(Collected data)
::::::::

PR #11797, opened 2022-09-15
chore: extract validation in EventRequestToSearchParamsMapper DHIS2-13648

teleivo:
* extract validation methods in EventRequestToSearchParamsMapper and ensure that we validate before building EventSearchParam (where we can). Filters/filterAttributes are being validated later on as its mixed with transformations
* TrackerEventCriteria should only represent the request parameters to `/tracker/event`. Move any parsing/validation into EventRequestToSearchParamsMapper which translates request parameters (TrackerEventCriteria) to the repository layer (EventSearchParam)


dhis-2/dhis-web-api/src/main/java/org/hisp/dhis/webapi/controller/tracker/export/EventRequestToSearchParamsMapper.java
```diff
@@ -127,66 +134,35 @@ void setSchema()
...
+        validateFilter( eventCriteria.getFilter(), eventIds, eventCriteria.getProgramStage(), programStage );
 
-        if ( eventIds == null )
-        {
-            eventIds = new HashSet<>();
-        }
+        Set<String> assignedUserIds = parseUids( eventCriteria.getAssignedUser() );
+        validateAssignedUsers( eventCriteria.getAssignedUserMode(), assignedUserIds );
+
+        EventSearchParams params = new EventSearchParams();
```
enricocolasante, line 165: I wonder if we can manage to not instantiate EventSearchParams and  maybe use a builder later in the code.
To do so we will need to change how we add filters, filterAttributes and dataElements

enricocolasante (approved):
There is already a lot in the PR but I left a suggestion to have the validation and the build of `EventSearchParams` even more separated

dhis-2/dhis-web-api/src/main/java/org/hisp/dhis/webapi/controller/tracker/export/EventRequestToSearchParamsMapper.java
teleivo: Agree 👍 We'll explore it tomorrow 😊

stian-sandvold (approved):

PR #11798, opened 2022-09-15
ci: Check Jenkins build log for failures before sending Slack notification [skip ci]

radnov:
When there are failing tests, the Maven Surefire plugin output contains "There are test failures.", which could be used to make sure the build failed due to test errors and not something else (e.g. dependency transfer issues, compilation errors, etc).   
Looking for strings in the build log seems to be the only consistent way to find out the stage failure reason and this particular string [seems to be part of the Maven Surefire plugin since 2010](https://github.com/apache/maven-surefire/commit/5a06237fcfd40e16b356f3af0f42c44e381cd12b#diff-bf7f174589af8f08638da17d6aefbe897133b7b77ff363a1e12439c37ea8683eR44), so it should be reliable enough.

Example:
```
[INFO] BUILD FAILURE
[INFO] ------------------------------------------------------------------------
...
[ERROR] Failed to execute goal org.apache.maven.plugins:maven-surefire-plugin:3.0.0-M7:test (default-test) on project dhis-web-api-test: There are test failures.
...
[ERROR] -> [Help 1]
org.apache.maven.lifecycle.LifecycleExecutionException: Failed to execute goal org.apache.maven.plugins:maven-surefire-plugin:3.0.0-M7:test (default-test) on project dhis-web-api-test: There are test failures.
...
Caused by: org.apache.maven.plugin.MojoFailureException: There are test failures.
```

This PR aims to get rid of false positive test failure notifications sent to the backend channel by checking whether the build output contains that string.

Related to https://github.com/dhis2/jenkins-pipeline-library/pull/13

---

Tested by faking a failing test in the `dhis-api` module and sending the notification to myself:
image
image

[Build with fake failing test](https://ci.dhis2.org/job/test-notifications/job/fix-test-failure-false-positive-notifications/2/).

Also tested with a fake stage failure by using the Jenkins pipeline [error step](https://www.jenkins.io/doc/pipeline/steps/workflow-basic-steps/#error-error-signal), to make sure that Build stage failures that are not caused by test failures (like dependency transfer issues or compilation errors) will not send a notification.
image

[Build with fake stage failure](https://ci.dhis2.org/job/test-notifications/job/fix-test-failure-false-positive-notifications/4/).


teleivo (commented):
How would we notice if the string we are looking for changes? However unlikely that may be 😋 

And can we make such a change without having to create a PR in the library repo as well? Just curious

radnov:
> How would we notice if the string we are looking for changes? However unlikely that may be 😋
> 
> And can we make such a change without having to create a PR in the library repo as well? Just curious

@teleivo If the string changes - we will start getting false positive notifications in the backend channel again. 😅 
The library repo PR only provides a way to look into the current build's logs, so any changes in the string we're looking for would be still in the jenkinsfile for the pipeline.

radnov:
> How would we notice if the string we are looking for changes? However unlikely that may be 😋
> 
> And can we make such a change without having to create a PR in the library repo as well? Just curious

@teleivo That's a good point. Right now I can't think of another way besides keeping an eye on the general jenkins notifications channel we have (where we get notifications regardless of the failure reason) and checking the failure reasons (which I do at least once a day 😅). Do you have any ideas? 🤔 

The library repo PR only provides a way to look into the current build's logs, so any changes in the string we're looking for would be still in the jenkinsfile for the pipeline.

teleivo (approved):
> Do you have any ideas?
Not right now 😓 

Lets try it

Philip-Larsen-Donnelly (approved):
Great!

::::::::

▶ Work required: Every line above that holds the string "contains" should be returned.

▶ Answer section:
When there are failing tests, the Maven Surefire plugin output contains "There are test failures.", which could be used to make sure the build failed due to test errors and not something else (e.g. dependency transfer issues, compilation errors, etc).   
This PR aims to get rid of false positive test failure notifications sent to the backend channel by checking whether the build output contains that string.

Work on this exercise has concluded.